PR #1362, opened 2024-06-03
feat: ruby prod release

xuan-cao-swi:


ruby/README.md
```diff
@@ -9,6 +9,7 @@ Requirement:
 * [Go](https://go.dev/doc/install)
 * [Docker](https://docs.docker.com/get-docker)
 
+Current ruby layer only support ruby 3.2.0
```
tylerbenson:
```suggestion
Current ruby layer only supports ruby 3.2.0
```

.github/workflows/release-layer-ruby.yml
```diff
@@ -78,6 +78,6 @@ jobs:
       layer-name: opentelemetry-ruby
       component-version: ${{needs.build-layer.outputs.RUBY_SDK_VERSION}}
       runtimes: ruby3.2
```
tylerbenson, line 80: What's preventing you from adding `ruby3.3`?

xuan-cao-swi: I think current implementation that use template.yaml to build layer restrict multiple runtimes; especially with default [GEM_PATH](https://docs.aws.amazon.com/lambda/latest/dg/ruby-package.html#ruby-package-dependencies-layers) (e.g. ruby/gems/3.2.0). If use template.yaml and sam to build the layer, it will fetch the image 
`public.ecr.aws/sam/build-<language>-<language_version>` (e.g. `public.ecr.aws/sam/build-python3.9`; `public.ecr.aws/sam/build-ruby3.2`). 

I will create an issue to track the issue and find way to support multiple runtimes under one layer (if possible).

tylerbenson (approved):

PR #1375, opened 2024-06-11
feat(nodejs): configureAwsInstrumentation for downstream

mzl-md:
Enables downstream repos to configure [@opentelemetry/instrumentation-aws-sdk](https://www.npmjs.com/package/@opentelemetry/instrumentation-aws-sdk) using the global function `configureAwsInstrumentation()`. This is required for setting custom user attributes as described in the [documentation](https://www.npmjs.com/package/@opentelemetry/instrumentation-aws-sdk).


tylerbenson (commented):
Would you mind adding a unit test to validate this code path is working properly and doesn't have regressions in the future?

mzl-md:
Currently there are no unit tests at all. Setting up a test framework is not really the scope of this PR.

Also, I can't find a good way to do this. Sinon fails to stub `registerInstrumentations()` or the constructor of `AwsInstrumentation` and I see no other way to check what arguments are passed to AwsInstrumentation. I added a trivial test that checks if the global function is called, but I think that is not really helpful.

In my opinion, meaningful tests require restructuring the wrapper.ts in separate files.

tylerbenson (approved):
That's a reasonable criticism. I'd love to see contributions to help us improve testing across each language, but I understand that's not reasonable scope in a PR like this.  I appreciate you making an effort to at least add something.

PR #1381, opened 2024-06-12
fix(docs): Clarify that pre-built layers are provided

gshpychka:


tylerbenson (approved):
Haha, oops.  I missed this when we added the community layers. Thanks for fixing.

++++++++

Directions for this task: Within the entries above, some lines may contain "that". Report how many, and nothing else.

Problem solution: 4